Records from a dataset
>>>>
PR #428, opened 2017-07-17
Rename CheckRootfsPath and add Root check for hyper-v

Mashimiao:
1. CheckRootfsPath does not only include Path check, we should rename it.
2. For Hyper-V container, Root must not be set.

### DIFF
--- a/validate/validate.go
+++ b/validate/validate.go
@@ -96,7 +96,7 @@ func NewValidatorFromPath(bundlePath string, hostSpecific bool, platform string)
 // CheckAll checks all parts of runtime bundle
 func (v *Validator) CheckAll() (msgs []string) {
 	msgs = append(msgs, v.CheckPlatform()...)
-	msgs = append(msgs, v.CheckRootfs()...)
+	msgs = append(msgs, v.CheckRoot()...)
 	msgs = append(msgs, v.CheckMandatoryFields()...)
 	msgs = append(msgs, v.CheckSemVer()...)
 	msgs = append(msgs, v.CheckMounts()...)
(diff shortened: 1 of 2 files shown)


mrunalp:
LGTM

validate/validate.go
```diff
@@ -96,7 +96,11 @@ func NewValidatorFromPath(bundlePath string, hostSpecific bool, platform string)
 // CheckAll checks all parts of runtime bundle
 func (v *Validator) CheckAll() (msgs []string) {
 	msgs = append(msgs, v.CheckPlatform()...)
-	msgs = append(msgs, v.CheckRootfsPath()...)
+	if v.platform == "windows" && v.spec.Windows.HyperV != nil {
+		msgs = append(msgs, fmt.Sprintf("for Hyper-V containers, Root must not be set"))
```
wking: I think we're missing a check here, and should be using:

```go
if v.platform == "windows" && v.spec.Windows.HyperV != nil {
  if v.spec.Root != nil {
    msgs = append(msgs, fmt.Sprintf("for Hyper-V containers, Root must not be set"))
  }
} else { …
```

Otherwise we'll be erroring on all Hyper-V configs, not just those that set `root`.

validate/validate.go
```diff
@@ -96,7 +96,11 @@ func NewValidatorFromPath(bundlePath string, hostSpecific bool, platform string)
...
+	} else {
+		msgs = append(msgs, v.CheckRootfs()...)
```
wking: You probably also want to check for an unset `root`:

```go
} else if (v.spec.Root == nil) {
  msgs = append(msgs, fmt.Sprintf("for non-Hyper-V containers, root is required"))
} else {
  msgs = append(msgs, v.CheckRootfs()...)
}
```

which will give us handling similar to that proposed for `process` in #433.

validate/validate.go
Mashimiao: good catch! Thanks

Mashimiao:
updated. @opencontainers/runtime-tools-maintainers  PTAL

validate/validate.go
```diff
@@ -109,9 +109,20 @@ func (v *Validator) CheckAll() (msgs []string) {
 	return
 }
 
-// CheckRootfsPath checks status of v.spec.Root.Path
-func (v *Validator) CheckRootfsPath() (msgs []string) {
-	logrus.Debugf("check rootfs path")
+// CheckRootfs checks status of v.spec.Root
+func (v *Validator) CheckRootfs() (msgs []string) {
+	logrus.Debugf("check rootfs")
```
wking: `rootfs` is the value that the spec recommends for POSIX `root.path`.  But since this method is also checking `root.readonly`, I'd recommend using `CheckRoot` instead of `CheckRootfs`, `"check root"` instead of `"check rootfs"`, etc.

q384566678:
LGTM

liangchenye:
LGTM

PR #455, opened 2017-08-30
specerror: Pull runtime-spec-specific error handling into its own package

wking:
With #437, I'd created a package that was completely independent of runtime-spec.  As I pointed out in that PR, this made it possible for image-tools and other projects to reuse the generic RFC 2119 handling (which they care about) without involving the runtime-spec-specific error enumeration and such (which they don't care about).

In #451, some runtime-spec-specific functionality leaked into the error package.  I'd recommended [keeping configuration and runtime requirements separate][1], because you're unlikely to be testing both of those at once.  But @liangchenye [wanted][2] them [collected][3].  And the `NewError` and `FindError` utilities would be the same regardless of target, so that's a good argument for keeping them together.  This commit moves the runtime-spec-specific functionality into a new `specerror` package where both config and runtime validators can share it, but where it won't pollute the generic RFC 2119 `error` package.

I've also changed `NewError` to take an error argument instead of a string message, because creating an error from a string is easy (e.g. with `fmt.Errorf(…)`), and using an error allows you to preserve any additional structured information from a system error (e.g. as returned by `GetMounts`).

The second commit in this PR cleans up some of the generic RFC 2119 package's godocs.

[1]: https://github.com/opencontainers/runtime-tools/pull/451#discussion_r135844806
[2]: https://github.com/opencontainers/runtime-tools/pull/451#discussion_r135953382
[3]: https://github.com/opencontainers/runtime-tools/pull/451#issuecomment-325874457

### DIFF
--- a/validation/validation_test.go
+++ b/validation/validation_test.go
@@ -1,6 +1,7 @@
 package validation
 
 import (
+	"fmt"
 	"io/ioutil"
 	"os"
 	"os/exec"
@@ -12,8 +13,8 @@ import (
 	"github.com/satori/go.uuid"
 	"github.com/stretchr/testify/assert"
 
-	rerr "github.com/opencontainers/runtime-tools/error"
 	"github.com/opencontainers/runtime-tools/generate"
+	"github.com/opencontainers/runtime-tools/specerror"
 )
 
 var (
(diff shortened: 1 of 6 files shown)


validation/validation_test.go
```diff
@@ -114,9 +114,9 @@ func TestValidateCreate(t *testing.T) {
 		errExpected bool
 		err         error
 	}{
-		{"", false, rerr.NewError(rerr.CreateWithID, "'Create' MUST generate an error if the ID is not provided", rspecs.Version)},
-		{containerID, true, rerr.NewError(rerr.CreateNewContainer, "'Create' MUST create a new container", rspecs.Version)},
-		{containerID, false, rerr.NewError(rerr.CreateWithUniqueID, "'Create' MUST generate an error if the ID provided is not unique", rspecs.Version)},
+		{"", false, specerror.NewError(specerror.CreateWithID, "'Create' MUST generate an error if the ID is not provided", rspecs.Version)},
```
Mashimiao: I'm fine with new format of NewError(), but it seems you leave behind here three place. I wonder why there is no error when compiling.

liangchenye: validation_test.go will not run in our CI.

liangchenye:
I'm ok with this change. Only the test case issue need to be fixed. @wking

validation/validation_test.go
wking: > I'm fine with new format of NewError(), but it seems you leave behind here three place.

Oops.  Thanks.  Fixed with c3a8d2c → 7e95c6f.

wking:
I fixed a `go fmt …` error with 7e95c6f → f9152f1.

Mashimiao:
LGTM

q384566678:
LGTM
<<<<
>>>>
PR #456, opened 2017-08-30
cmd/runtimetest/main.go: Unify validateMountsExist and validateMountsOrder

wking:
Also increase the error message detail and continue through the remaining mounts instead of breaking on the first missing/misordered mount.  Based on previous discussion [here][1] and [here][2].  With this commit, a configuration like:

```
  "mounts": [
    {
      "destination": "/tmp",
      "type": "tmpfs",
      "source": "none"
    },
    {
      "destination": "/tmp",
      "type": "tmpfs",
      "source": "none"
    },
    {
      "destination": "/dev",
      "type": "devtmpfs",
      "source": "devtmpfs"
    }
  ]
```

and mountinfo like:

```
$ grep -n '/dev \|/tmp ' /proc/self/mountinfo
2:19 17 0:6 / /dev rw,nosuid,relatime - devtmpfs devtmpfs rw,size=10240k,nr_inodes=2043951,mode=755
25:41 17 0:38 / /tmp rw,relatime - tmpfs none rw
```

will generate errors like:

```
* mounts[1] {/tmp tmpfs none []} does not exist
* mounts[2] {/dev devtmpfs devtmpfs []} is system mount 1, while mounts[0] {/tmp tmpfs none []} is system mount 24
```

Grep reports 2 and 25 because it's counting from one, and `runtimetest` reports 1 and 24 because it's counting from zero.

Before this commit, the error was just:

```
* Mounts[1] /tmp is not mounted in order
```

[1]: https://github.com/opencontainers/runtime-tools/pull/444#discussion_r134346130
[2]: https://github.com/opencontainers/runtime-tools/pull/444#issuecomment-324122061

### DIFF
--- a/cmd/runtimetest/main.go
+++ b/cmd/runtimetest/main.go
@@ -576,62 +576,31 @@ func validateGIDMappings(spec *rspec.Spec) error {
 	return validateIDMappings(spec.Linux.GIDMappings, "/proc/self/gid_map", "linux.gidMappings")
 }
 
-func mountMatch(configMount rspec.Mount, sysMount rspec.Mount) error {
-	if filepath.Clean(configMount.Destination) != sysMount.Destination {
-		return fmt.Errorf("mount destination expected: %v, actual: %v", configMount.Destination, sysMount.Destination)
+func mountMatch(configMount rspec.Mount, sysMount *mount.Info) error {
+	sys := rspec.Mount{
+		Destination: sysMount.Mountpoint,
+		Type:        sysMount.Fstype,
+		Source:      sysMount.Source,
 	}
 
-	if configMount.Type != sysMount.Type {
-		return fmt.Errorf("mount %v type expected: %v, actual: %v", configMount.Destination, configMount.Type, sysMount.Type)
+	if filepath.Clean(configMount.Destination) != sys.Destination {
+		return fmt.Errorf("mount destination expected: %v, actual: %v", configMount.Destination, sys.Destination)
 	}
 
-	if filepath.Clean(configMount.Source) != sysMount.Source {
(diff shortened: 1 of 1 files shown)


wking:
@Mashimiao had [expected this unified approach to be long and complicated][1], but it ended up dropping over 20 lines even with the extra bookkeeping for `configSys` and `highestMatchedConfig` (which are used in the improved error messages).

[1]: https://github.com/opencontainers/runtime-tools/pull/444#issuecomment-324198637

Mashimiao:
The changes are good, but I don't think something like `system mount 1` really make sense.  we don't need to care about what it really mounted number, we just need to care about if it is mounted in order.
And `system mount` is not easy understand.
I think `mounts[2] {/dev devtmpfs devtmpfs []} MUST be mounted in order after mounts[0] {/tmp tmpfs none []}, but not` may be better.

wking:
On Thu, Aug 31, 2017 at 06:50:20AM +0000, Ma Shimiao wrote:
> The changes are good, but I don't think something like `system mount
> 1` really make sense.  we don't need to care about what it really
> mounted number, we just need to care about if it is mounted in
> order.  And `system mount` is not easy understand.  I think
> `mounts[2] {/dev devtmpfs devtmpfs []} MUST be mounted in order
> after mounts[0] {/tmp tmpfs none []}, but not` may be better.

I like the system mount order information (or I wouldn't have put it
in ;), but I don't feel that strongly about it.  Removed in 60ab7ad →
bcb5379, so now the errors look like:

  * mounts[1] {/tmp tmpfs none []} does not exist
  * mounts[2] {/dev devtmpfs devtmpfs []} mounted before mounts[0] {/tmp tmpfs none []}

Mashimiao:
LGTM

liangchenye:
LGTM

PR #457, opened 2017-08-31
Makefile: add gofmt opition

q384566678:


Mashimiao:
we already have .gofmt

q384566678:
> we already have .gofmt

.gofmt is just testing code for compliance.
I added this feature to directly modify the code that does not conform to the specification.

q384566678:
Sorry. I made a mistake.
<<<<
**Exercise requirements**. Reprint exactly the lines above that start at the one with "PR #428, opened 2017-07-17" and end at the one with "-96,7 +96,7 @@", keeping both and adding none.

**Response area**.
PR #428, opened 2017-07-17
Rename CheckRootfsPath and add Root check for hyper-v

Mashimiao:
1. CheckRootfsPath does not only include Path check, we should rename it.
2. For Hyper-V container, Root must not be set.

### DIFF
--- a/validate/validate.go
+++ b/validate/validate.go
@@ -96,7 +96,7 @@ func NewValidatorFromPath(bundlePath string, hostSpecific bool, platform string)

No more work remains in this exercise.